=== GIVEN RECORDS ===

PR #455, opened 2018-05-15
ci: Use 01.org mirror instead of twobit.us.

### LINKED ISSUE #454: switch mirrors from twobit.us to download.01.org
pretty straight forward

flihp:
Took some time but finally jumped through the hoops required to get
Intel to mirror these dependencies. Should insulate us from upstream
outtages and make us better OSS citizens.

This resolves #454 

### DIFF
--- a/.travis.yml
+++ b/.travis.yml
@@ -49,12 +49,12 @@ env:
 install:
   - pip install --user cpp-coveralls
   - mkdir ${DESTDIR} ${DEPS} && pushd ${DEPS}
-  - wget http://ftpmirror.gnu.org/autoconf-archive/autoconf-archive-2017.09.28.tar.xz
+  - wget https://download.01.org/tpm2/autoconf-archive-2017.09.28.tar.xz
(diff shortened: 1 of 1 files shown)


williamcroberts:
> Took some time but finally jumped through the hoops required to get Intel to
> mirror these dependencies. Should insulate us from upstream outtages and
> make us better OSS citizens.

All my deps are on the docker image, which simplifies things at the expense of having to pull
more data. It looks like dockerhub is built for that type of paradigm (pull for CI).

Not sure if I should throw my docker image on this mirror...thoughts?

flihp:
Dunno. I think you're right as far as dockerhub goes but I don't know too much about it. Getting 01.org to host shouldn't be an issue though (depending on size I guess). Out of curiosity: how big is the docker image?

williamcroberts:
> Dunno. I think you're right as far as dockerhub goes but I don't know too much
> about it. Getting 01.org to host shouldn't be an issue though (depending on size I
> guess). Out of curiosity: how big is the docker image?

396 MB

flihp:
can't hurt to ask I guess?

PR #487, opened 2018-07-03
Update man pages to reflect changes in tcti-mssim configuration strings.

safayetahmedatge:


flihp:
Good catch, thanks @safayetahmedatge.

Issue #490, opened 2018-07-10
race condition in session mgmt logic


flihp:
I haven't been able to trigger this locally but travis seems to have the magic. Getting the contents of the test logs from travis is less than simple though so I have a pile of test code and cleanup in the 'ci-logs' branch where I'm collecting data. The relevant log can be found here: https://api.travis-ci.org/v3/job/402346519/log.txt and the failing test is: session-load-from-closed-connections-lru.

Interesting enough the race can happen for a number of the integration tests that exit immediately after using a session so YMMV.

flihp:
The error text is: ** (tpm2-abrmd:32591): ERROR **: Connection closed with session in unexpected state: loaded

flihp:
this was resolved in #492

PR #492, opened 2018-07-11
ResourceManager: Fix race between session save and connection termination.

flihp:
0115d572bc4f6026a28a2ed5d7340ca77c6dc4d2 fixed the worst part of this
but a very narrow window for a race persisted. For it to trigger the
client must terminate their connection to the daemon triggering a call
to the resource_manager_on_connection_removed function by an external
thread before the main processing thread saves all of the sessions
associated with the previous command.

Fixing this requires that the main processing loop hold the lock on the
SessionList until all sessions have been saved.


flihp:
this resolves #490

PR #493, opened 2018-07-11
test: Work around scan-build false positive with simple assert.

flihp:
scan-build doesn't understand the cmocka asserts. Without this patch
it logs a false positive:

test/resource-manager_unit.c:383:17: warning: 1st function call argument is an uninitialized value
        entry = handle_map_entry_new (phandles [i], vhandles [i]);
                ^~~~~~~~~~~~~~~~~~~~~~~~~~~~~~~~~~~~~~~~~~~~~~~~~
1 warning generated.

As a work-around we can use a conditional and a standard 'assert' which
scan-build understands just fine. There's probably a more elegant way
to inform scan-build about the cmocka asserts but I haven't found anything
concrete yet.

### DIFF
--- a/test/resource-manager_unit.c
+++ b/test/resource-manager_unit.c
@@ -24,6 +24,7 @@
  * ARISING IN ANY WAY OUT OF THE USE OF THIS SOFTWARE, EVEN IF ADVISED OF
  * THE POSSIBILITY OF SUCH DAMAGE.
  */
+#include <assert.h>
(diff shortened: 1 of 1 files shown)


flihp:
Worth noting is that this failure went undetected by our CI. scan-build was set up properly and reporting the false-positive the code integrating scan-build was however ignoring the results. PR to fix this is forthcoming.

PR #494, opened 2018-07-11
Ci cleanup

flihp:
While debugging #490 it became plane that the current CI script needed some cleanup. Part of this was motivated by the need to just getting meaningful output from the test harness logs when a test fails. While doing this I realized that the CI configuration was also ignoring the results from scan-build which was suppressing a finding from the tool (granted it was a false positive). These two patches fix the issue of the logs remaining invisible when a test fails as well as treating findings from scan-build as failures. 

I've also rolled in some efficiency gains by removing unnecessary build steps that we were using as a crutch. Removing these steps reduces our build time (as reported by travis-ci) from ~12 minutes to ~9 which is pretty significant.

### DIFF
--- a/.travis.yml
+++ b/.travis.yml
@@ -86,18 +86,27 @@ script :
     fi
   - |
     CONFIGURE_OPTIONS="--disable-dlclose --enable-unit --enable-integration"
-    if [[ "$CC" == clang* ]]; then
+    case "$CC" in
+    clang*)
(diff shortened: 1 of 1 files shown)


flihp:
the CI failure here is expected since this PR fixes a bug that effectively ignored findings from scan-build. Once #493 is merged this should turn green.

PR #244, opened 2018-03-09
fix(ts-bindings): add flag, variation, isFeatureEnabled to optional for toggle components

trisrael:
The [documentation for ToggleFeature](https://github.com/tdeekens/flopflip#togglefeature) states to support and required use of `flag` and `variation` properties but the TS defns are missing them.

Add these two properties for the `Toggle` components in react-broadcast & react-redux, leave original `Toggle` components from react package alone as it is correct.

### DIFF
--- a/packages/react-broadcast/typings/index.d.ts
+++ b/packages/react-broadcast/typings/index.d.ts
@@ -2,5 +2,10 @@
 // TypeScript Version: 2.x
 
 declare module '@flopflip/react-broadcast' {
+  import Flag from '@flopflip/types';
   export * from '@flopflip/types';
+
+  export interface ToggleComponentProps extends Flag {
+    isFeatureEnabled?: boolean;
+  }
 }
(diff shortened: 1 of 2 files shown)


trisrael:
@tdeekens need to some testing on this, if there are notes somewhere on building the packages so that I can use them with `npm link` lemme know

tdeekens:
Thanks. You can build things by running the build run script either for all or a scoped package via lerna. Linking things should not be affectee by that. Hope that helps.

packages/react-broadcast/typings/index.d.ts
```diff
@@ -2,5 +2,10 @@
 // TypeScript Version: 2.x
 
 declare module '@flopflip/react-broadcast' {
+  import Flag from '@flopflip/types';
   export * from '@flopflip/types';
+
+  export interface ToggleComponentProps extends Flag {
+    isFeatureEnabled?: boolean;
```
tdeekens: Sorry for the late response. I don't think this is correct. `ToggleComponent` receives a `flag` and a `variation` this `variation prop goes through `isFeatureEnabled` which "translates" it to a `boolean` which then hits `ToggleComponent` in the react package. This way we can share most of the component's logic.

tdeekens:
Added a PR aiming at fixing the typing. Will merge and release that soon which should close this one. Thanks for reporting and all.

PR #270, opened 2018-03-29
Reconfigure `launchdarkly-adapter` on non deep equality of users

### LINKED ISSUE #268: [@flopflip/launchdarkly-adapter] Specify different key to trigger `reconfigure`
Hey there - I'm not sure if I have a unique use case or not, but here goes:

**Issue:**
- We use a user's `email` as their `key` with LaunchDarkly
- We have some flags that we configure on a per user basis / user segments. However, we also have flags that are dependent on the custom context of what organizationId and eventId the user is currently viewing.
- This works great when forcing a new page load when the user jumps from event to event. However, when sticking with SPA routing, I can't figure out how to force the LaunchDarkly adapter to `reconfigure` because technically the user's key (`email`) is not changing.

**Solution I'm thinking of:**
- My thinking is to allow a different `key` to be provided to the adapter for it to check against instead of using `key`. For example, if I pass a prop of `reconfigureKey`, the adapter will use that for it's internal validation. If `reconfigureKey` is not provided, it falls back to `key`.

**Example solution:**
```
  if (adapterState.user && (adapterState.user.configureKey !== user.configureKey || adapterState.user.key !== user.key)) {
    adapterState.user = ensureUser(user);

    return changeUserContext(adapterState.user);
  }
```

Reference line: https://github.com/tdeekens/flopflip/blob/master/packages/launchdarkly-adapter/modules/adapter/adapter.js#L75

I wanted to make sure I'm not blind to any other provided solutions. If so, please enlighten me! 🤓  Otherwise, let me know if you'd be interested in this as a PR - else, I can fork.

Appreciate your hard work!

tdeekens:
> Previously the user `key` property was used to determine reconfiguring the adapter.

This might not be intended as other user properties can also change about which LD needs to be notified in case they change on the client.

This pull request changes the equality check some key equality to a deep equals check via lodash (note we use lodash for all utils).

Closes #268

### DIFF
--- a/packages/launchdarkly-adapter/modules/adapter/adapter.js
+++ b/packages/launchdarkly-adapter/modules/adapter/adapter.js
@@ -9,6 +9,7 @@ import type {
   OnStatusStateChangeCallback,
 } from '@flopflip/types';
 import warning from 'warning';
+import isEqual from 'lodash.isequal';
 import { initialize } from 'ldclient-js';
 import camelCase from 'lodash.camelcase';
 
@@ -171,7 +172,7 @@ const configure = ({
 
 const reconfigure = ({
   clientSideId,
-  user,
+  user: nextUser,
   onFlagsStateChange,
   onStatusStateChange,
 }: {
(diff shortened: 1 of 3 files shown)


tdeekens:
Sometimes I wonder why it was not like this in the firsr place. Wondering if I missed something but I cant think of anything.

tdeekens:
Will publish before Monday.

===

■ WORK TASK
Among the lines of the records, copy out each one that contains the word "deep".

■ OUTPUT BELOW
Reconfigure `launchdarkly-adapter` on non deep equality of users
This pull request changes the equality check some key equality to a deep equals check via lodash (note we use lodash for all utils).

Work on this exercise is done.